I would like every record below transcribed exactly as it is.

*** RECORDS PROVIDED Section Begins ***

PR #504, opened 2016-10-05
[ELY-632] No log messages comming from Elytron - authentication process start

iweiss:
Issue: https://issues.jboss.org/browse/ELY-632

This is a request for comments at the moment. I'm looking for an opinion if that's what is expected/wanted from this issue and, if not, what should be changes before I commit to a full PR.

### DIFF
--- a/src/main/java/org/wildfly/security/auth/realm/JaasSecurityRealm.java
+++ b/src/main/java/org/wildfly/security/auth/realm/JaasSecurityRealm.java
@@ -18,6 +18,8 @@
 
 package org.wildfly.security.auth.realm;
 
+import static org.wildfly.security._private.ElytronMessages.log;
+
 import javax.security.auth.Subject;
 import javax.security.auth.callback.Callback;
 import javax.security.auth.callback.CallbackHandler;
@@ -177,6 +179,9 @@ public class JaasSecurityRealm implements SecurityRealm {
                 final CallbackHandler callbackHandler = createCallbackHandler(principal, (PasswordGuessEvidence) evidence);
                 final Subject subject = new Subject();
                 final LoginContext context  = createLoginContext(loginConfiguration, subject, callbackHandler);
+
+                log.tracef("Trying to authenticate subject %s using LoginContext %s using JaasSecurityRealm",
+                        principal, context);
 
                 try {
                     context.login();
--- a/src/main/java/org/wildfly/security/auth/realm/jdbc/JdbcSecurityRealm.java
+++ b/src/main/java/org/wildfly/security/auth/realm/jdbc/JdbcSecurityRealm.java
@@ -179,6 +179,7 @@ public class JdbcSecurityRealm implements SecurityRealm {
         @Override
         public boolean verifyEvidence(final Evidence evidence) throws RealmUnavailableException {
             Assert.checkNotNullParam("evidence", evidence);
+
             for (QueryConfiguration configuration : JdbcSecurityRealm.this.queryConfiguration) {
                 for (KeyMapper keyMapper : configuration.getColumnMappers(KeyMapper.class)) {
                     Credential credential = executePrincipalQuery(configuration, r -> keyMapper.map(r, providers));
@@ -255,6 +256,8 @@ public class JdbcSecurityRealm implements SecurityRealm {
 
         private <E> E executePrincipalQuery(QueryConfiguration configuration, ResultSetCallback<E> resultSetCallback) {
             String sql = configuration.getSql();
+
+            log.tracef("Executing principalQuery %s with value %s", sql, name);
 
             try (
                     Connection connection = getConnection(configuration);
--- a/src/main/java/org/wildfly/security/auth/server/ServerAuthenticationContext.java
+++ b/src/main/java/org/wildfly/security/auth/server/ServerAuthenticationContext.java
@@ -1736,6 +1736,11 @@ public final class ServerAuthenticationContext {
 
             SecurityIdentity authorizedIdentity = Assert.assertNotNull(domain.transform(new SecurityIdentity(domain, authenticationPrincipal, realmInfo, authorizationIdentity, domain.getCategoryRoleMappers(), capturedIdentity.getPublicCredentials(), capturedIdentity.getPrivateCredentialsPrivate())));
             authorizedIdentity = authorizedIdentity.withPublicCredentials(publicCredentials).withPrivateCredentials(privateCredentials);
+            if (log.isTraceEnabled()) {
+                log.tracef("Authorizing principal %s.", authenticationPrincipal.getName());
+                log.tracef("Authorizing against the following attributes: %s => %s",
+                        authorizationIdentity.getAttributes().keySet(), authorizationIdentity.getAttributes().values());
+            }
             if (requireLoginPermission) {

*** RECORDS PROVIDED Section Ends ***

FINAL ANSWER:
PR #504, opened 2016-10-05
[ELY-632] No log messages comming from Elytron - authentication process start

iweiss:
Issue: https://issues.jboss.org/browse/ELY-632

This is a request for comments at the moment. I'm looking for an opinion if that's what is expected/wanted from this issue and, if not, what should be changes before I commit to a full PR.

### DIFF
--- a/src/main/java/org/wildfly/security/auth/realm/JaasSecurityRealm.java
+++ b/src/main/java/org/wildfly/security/auth/realm/JaasSecurityRealm.java
@@ -18,6 +18,8 @@
 
 package org.wildfly.security.auth.realm;
 
+import static org.wildfly.security._private.ElytronMessages.log;
+
 import javax.security.auth.Subject;
 import javax.security.auth.callback.Callback;
 import javax.security.auth.callback.CallbackHandler;
@@ -177,6 +179,9 @@ public class JaasSecurityRealm implements SecurityRealm {
                 final CallbackHandler callbackHandler = createCallbackHandler(principal, (PasswordGuessEvidence) evidence);
                 final Subject subject = new Subject();
                 final LoginContext context  = createLoginContext(loginConfiguration, subject, callbackHandler);
+
+                log.tracef("Trying to authenticate subject %s using LoginContext %s using JaasSecurityRealm",
+                        principal, context);
 
                 try {
                     context.login();
--- a/src/main/java/org/wildfly/security/auth/realm/jdbc/JdbcSecurityRealm.java
+++ b/src/main/java/org/wildfly/security/auth/realm/jdbc/JdbcSecurityRealm.java
@@ -179,6 +179,7 @@ public class JdbcSecurityRealm implements SecurityRealm {
         @Override
         public boolean verifyEvidence(final Evidence evidence) throws RealmUnavailableException {
             Assert.checkNotNullParam("evidence", evidence);
+
             for (QueryConfiguration configuration : JdbcSecurityRealm.this.queryConfiguration) {
                 for (KeyMapper keyMapper : configuration.getColumnMappers(KeyMapper.class)) {
                     Credential credential = executePrincipalQuery(configuration, r -> keyMapper.map(r, providers));
@@ -255,6 +256,8 @@ public class JdbcSecurityRealm implements SecurityRealm {
 
         private <E> E executePrincipalQuery(QueryConfiguration configuration, ResultSetCallback<E> resultSetCallback) {
             String sql = configuration.getSql();
+
+            log.tracef("Executing principalQuery %s with value %s", sql, name);
 
             try (
                     Connection connection = getConnection(configuration);
--- a/src/main/java/org/wildfly/security/auth/server/ServerAuthenticationContext.java
+++ b/src/main/java/org/wildfly/security/auth/server/ServerAuthenticationContext.java
@@ -1736,6 +1736,11 @@ public final class ServerAuthenticationContext {
 
             SecurityIdentity authorizedIdentity = Assert.assertNotNull(domain.transform(new SecurityIdentity(domain, authenticationPrincipal, realmInfo, authorizationIdentity, domain.getCategoryRoleMappers(), capturedIdentity.getPublicCredentials(), capturedIdentity.getPrivateCredentialsPrivate())));
             authorizedIdentity = authorizedIdentity.withPublicCredentials(publicCredentials).withPrivateCredentials(privateCredentials);
+            if (log.isTraceEnabled()) {
+                log.tracef("Authorizing principal %s.", authenticationPrincipal.getName());
+                log.tracef("Authorizing against the following attributes: %s => %s",
+                        authorizationIdentity.getAttributes().keySet(), authorizationIdentity.getAttributes().values());
+            }
             if (requireLoginPermission) {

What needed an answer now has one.